[RECORDS FOR THE TASK]
PR #3981, opened 2022-10-13
Fix app quits when quitting an instance of mpv

uiryuu:
**Description:**
Quitting one mpv instance should not cause the whole app to quit, close the corresponding window instead. Not sure what I've done is sufficient or did I miss something, but the behavior seems correct.

### DIFF
--- a/iina/MPVController.swift
+++ b/iina/MPVController.swift
@@ -799,21 +799,9 @@ class MPVController: NSObject {
         // now that mpv has shut down. This is not needed when IINA sends the quit command to mpv
         // as in that case the observers are removed before the quit command is sent.
         removeOptionObservers()
-        // Submit the following task synchronously to ensure it is done before application
-        // termination is started.
-        DispatchQueue.main.sync {
+        player.closeMainWindow()
+        DispatchQueue.main.async {
           self.player.mpvHasShutdown(isMPVInitiated: true)
-        }
-        // Initiate application termination. AppKit requires this be done from the main thread,
-        // however the main dispatch queue must not be used to avoid blocking the queue as per
-        // instructions from Apple.
-        if #available(macOS 10.12, *) {
-          RunLoop.main.perform(inModes: [.common]) {
-            self.terminateApplication()
-          }
-        } else {
-          RunLoop.main.perform(#selector(self.terminateApplication), target: self,
-                               argument: nil, order: Int.min, modes: [.common])
         }
       } else {
         mpv_destroy(mpv)


low-batt:
IINA should function like mpv unless there is a definite need to deviate. The mpv commands in question are:

[quit](https://mpv.io/manual/stable/#command-interface-quit-[%3Ccode%3E]):
> **quit [\<code>]**
>    Exit the player. If an argument is given, it's used as process exit code.

[stop](https://mpv.io/manual/stable/#command-interface-stop-[%3Cflags%3E])
> **stop [\<flags>]**
>    Stop playback and clear playlist. With default settings, this is essentially like quit. > Useful for the client API: playback can be stopped without terminating the player.
>
>    The first argument is optional, and supports the following flags:
>
>    **keep-playlist**
>        Do not clear the playlist.

The IINA code in question is processing the `MPV_EVENT_SHUTDOWN` event:
```c
    /**
     * Happens when the player quits. The player enters a state where it tries
     * to disconnect all clients. Most requests to the player will fail, and
     * the client should react to this and quit with mpv_destroy() as soon as
     * possible.
     */
    MPV_EVENT_SHUTDOWN          = 1,
```

And IINA did not initiate the shutdown. There are two ways that can happen that I know of. The default IINA key bindings maps "q" to sending the `quit` command to mpv. The user can also use the mpv IPC interface to send a `quit` command to mpv totally behind the back of IINA.

From the mpv manual above the `quit` command definitely means exit the application. That command even takes a process exit code to use. So I disagree with the premise that IINA should not initiate application termination in reaction to a  `MPV_EVENT_SHUTDOWN` event that was not initiated by IINA.

The behavior of just closing the current window sounds like what IINA should be doing when the user sends a `stop` command to mpv. That command means stop playing and unload the file. That sounds like what should be tied to the proposed behavior. My guess is that IINA is not properly handling that case.

BUT...  There are other problems in this area....

We do not want mpv to quit behind IINA's back. From the mpv comments above IINA must not send commands to mpv while it is quitting. We have experienced crashes in mpv code when IINA has done that. That is why the recent changes try and shutdown activity before sending a `quit` command to mpv. If mpv can start quitting behind the back of IINA then it would seem there is a window of vulnerability where IINA can send a command to a mpv core that is quitting, possibly triggering a crash.

We could change the code that handles key mapping to not send the `quit` command, but the user can always use the mpv IPC interface and send the command totally behind the back of IINA. I've not investigated is mpv provides a way for an application using the library to intercept IPC commands. Something has to be done to allow IINA to control shutdown. I've not had time to look into this.

Anyway, if we wanted to treat the `MPV_EVENT_SHUTDOWN` event as just closing the current window then we need to consider how unhappy some users will be who are used to typing "q" in the window to quit IINA. I don't think we can make such a change without changing the key mapping code to preserve the current "q" behavior.

We'd also have to make quite a few more code changes to handle player core caching. Once mpv has quit we now have a bad player core in the cache. Normally players in the cache have a mpv core that has been stopped. But now we have a player with an unusable mpv core. Easiest solution is probably to discard that player. We'd need to insure there isn't any references to the player that keep it from being fully released and the memory returned to the heap.

uiryuu:
@low-batt Thanks for the detailed explanation and discussion.

> Happens when the player quits. The player enters a state where it tries to disconnect all clients. Most requests to the player will fail, and the client should react to this and quit with mpv_destroy() as soon as possible.

It's my misunderstanding of the `quit` command. Since the API documentation explicitly says to disconnect *all* clients, let's obey it.

> My guess is that IINA is not properly handling that case.

I tried to send a `stop` command, IINA just close one window, so it seems work fine.

PR #3993, opened 2022-10-16
Fix postMessage type not valid JSON object will crash

whlsxl:

---

**Description:**

`postMessage` only support valid JSON object, not test before convert.


lhc70000:
Merged in 8415cd5.

Issue #3995, opened 2022-10-16
Audio continues after window closed (in develop)


low-batt:
**System and IINA version:**

- macOS 12.6
- IINA a build of the current develop branch

**Expected behavior:**
When a window is closed IINA does not continue playing audio.

**Actual behavior:**
With the preference `Quit after all windows are closed` disabled audio continues playing after the window playing the video is closed.

This defect is not in a released version of IINA. This is a regression currently in the develop branch, introduced by the commit in PR #3961.

I will be posting a PR with a fix shortly.

**Steps to reproduce:**
- Start IINA
- Choose `Preferences...` from the `IINA` menu
- In the `Behavior` section disable  `Quit after all windows are closed`
- In the `Playlist` section disable `Add files in the same folder automatically`
- **Restart IINA** to active the new settings  
- Open video1
- Choose `Show Playlist Panel` in the `Playback` menu
- Click `+` in the `PLAYLIST` side panel
- Choose `Add File...` 
- Select a second video, video2
- Click open
- The video is added to the playlist
- Select video1 in the `PLAYLIST` side panel
- Click `-` in the `PLAYLIST` side panel
- IINA starts playing video2
- Press command ⌘-W to close the window
- IINA closes the window
- Audio from video2 continues to play

- [x] MPV does not have this problem.

**How often does this happen?**
Everytime.

low-batt:
Added high priority label as this is a regression.

low-batt:
### Analysis

When `-` is clicked IINA sends the  [playlist-remove](https://mpv.io/manual/stable/#command-interface-playlist-remove) command to mpv:
> **playlist-remove \<index>**
>    Remove the playlist entry at the given index. Index values start counting with 0. The special value current removes the current entry. Note that removing the current entry also stops playback and starts playing the next entry.

In the sequence that reproduces the defect the playlist entry being removed is the current entry. So mpv stops playback and starts playing the next entry. As the follow log messages show mpv optimizes this by concurrently starting to load the next entry while stopping playback of the current entry:
```text
15:08:31.118 [player0][d] File started
15:08:31.120 [player0][d] Playback has stopped
15:08:31.148 [player0][d] File loaded
```

The changes in PR #3961 reset the new `isStopped` property to `false` in the `PlayerCore` method `fileStarted`. In the failing senario `isStopped` is then reset to `true` when mpv finishes stopping playback of the previous file. The property then incorrectly indicates playback has already stopped when the window is closed.

[...]

PR #3996, opened 2022-10-16
Fix audio continues after window closed, #3995

low-batt:
The fix in the commit moves the resetting of the isStopped flag from the fileStarted method in PlayerCore to the fileLoaded method.

The method fileStarted was the wrong place to reset this flag because mpv will start loading the next file in the playlist while still stopping playback of the previous file.

- [x] This implements/fixes issue #3995.

---

**Description:**
This fixes a regression recently added to the develop branch.


uiryuu:
Thanks

PR #3999, opened 2022-10-16
Fix bug: Shift modifier incorrectly added to filter shortcuts

### LINKED ISSUE #3998: Saved filter key shortcuts: lowercase letters have shift modifier added
Screen Shot 2022-10-16 at 15 07 08

**System and IINA version:**

- macOS 12.6
- IINA 1.3.0 develop branch, commit 6da6a3f410d8733119aa29303fad306552575f31

**Expected behavior:**
If a saved filter has a key equivalent, it should only include `Shift` if the user specified it.

**Actual behavior:**
When a filter is saved, the`Shift` modifier is added for both lowercase and uppercase letters.

**Steps to reproduce:**

1. Pick a lowercase letter which is easy to distinguish from its uppercase variant, like 't', and make sure you haven't already assigned it to a keybinding in the Preferences > Key Bindings table.
2. From the `Video` menu, select `Video Filters...`
3. Click the `+` button to create a new filter. A new dialog should open with options.
4. Leave `Crop` selected on the left. On the right, enter 200 for Width, and 200 for Height, and leave Origin X & Origin Y empty. Click `Add`.
5. The dialog should close, and the new filter should appear in the list, with a `Save` button. Click `Save'.
6. Enter a name for the new filter, like "Custom Crop", then click the blank area under `Shortcut Key:`. Type 't' (or your chosen lowercase key). It should appear in the box in uppercase. Click Add.
7. The filter should now appear in the list under `Saved filters`.
8. Now go back to the `Video` menu, and hover over `Saved Video Filters`. See that the key will appear with a shift symbol in front of it.
9. Open a video and type the lowercase letter. See that IINA beeps at you. Type it again holding down `Shift`. See that the filter is activated and the video is cropped.

Always, given that the key is a letter which can have an uppercase form.

svobs:
- [x] This implements/fixes issue #3998.

---

**Description:**
See above issue for problem description.

**Summary / conclusions**
This terrifying block of code appears to be the culprit:
```Swift
extension NSEvent {
  var readableKeyDescription: (String, String) {
    get {

      let rawKeyCharacter: String
      if let char = NSEventKeyCodeMapping[Int(self.keyCode)] {
        rawKeyCharacter = char
      } else {
        let inputSource = TISCopyCurrentASCIICapableKeyboardLayoutInputSource().takeUnretainedValue()
        if let layoutData = TISGetInputSourceProperty(inputSource, kTISPropertyUnicodeKeyLayoutData) {
          let dataRef = unsafeBitCast(layoutData, to: CFData.self)
          let keyLayout = unsafeBitCast(CFDataGetBytePtr(dataRef), to: UnsafePointer<UCKeyboardLayout>.self)
          var deadKeyState = UInt32(0)
          let maxLength = 4
          var actualLength = 0
          var actualString = [UniChar](repeating: 0, count: maxLength)
          let error = UCKeyTranslate(keyLayout,
                                     UInt16(self.keyCode),
                                     UInt16(kUCKeyActionDisplay),
                                     UInt32((0 >> 8) & 0xFF),
                                     UInt32(LMGetKbdType()),
                                     OptionBits(kUCKeyTranslateNoDeadKeysBit),
                                     &deadKeyState,
                                     maxLength,
                                     &actualLength,
                                     &actualString)
          if error == 0 {
            rawKeyCharacter = String(utf16CodeUnits: &actualString, count: maxLength).uppercased()

          } else {
            rawKeyCharacter = KeyCodeHelper.keyMap[self.keyCode]?.0 ?? ""
          }
        } else {
          rawKeyCharacter = KeyCodeHelper.keyMap[self.keyCode]?.0 ?? ""
        }
      }

      return (([(.control, "⌃"), (.option, "⌥"), (.shift, "⇧"), (.command, "⌘")] as [(NSEvent.ModifierFlags, String)])
        .map { self.modifierFlags.contains($0.0) ? $0.1 : "" }
        .joined()
        .appending(rawKeyCharacter), rawKeyCharacter)
    }
  }
}
```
[/RECORDS FOR THE TASK]
ACTIVITY:
Using the data above, repeat exactly the lines that begin at the line with "soon as possible." and end at the line with "PR #3993, opened 2022-10-16", both ends included.

ANSWER SPACE:
> Happens when the player quits. The player enters a state where it tries to disconnect all clients. Most requests to the player will fail, and the client should react to this and quit with mpv_destroy() as soon as possible.

It's my misunderstanding of the `quit` command. Since the API documentation explicitly says to disconnect *all* clients, let's obey it.

> My guess is that IINA is not properly handling that case.

I tried to send a `stop` command, IINA just close one window, so it seems work fine.

PR #3993, opened 2022-10-16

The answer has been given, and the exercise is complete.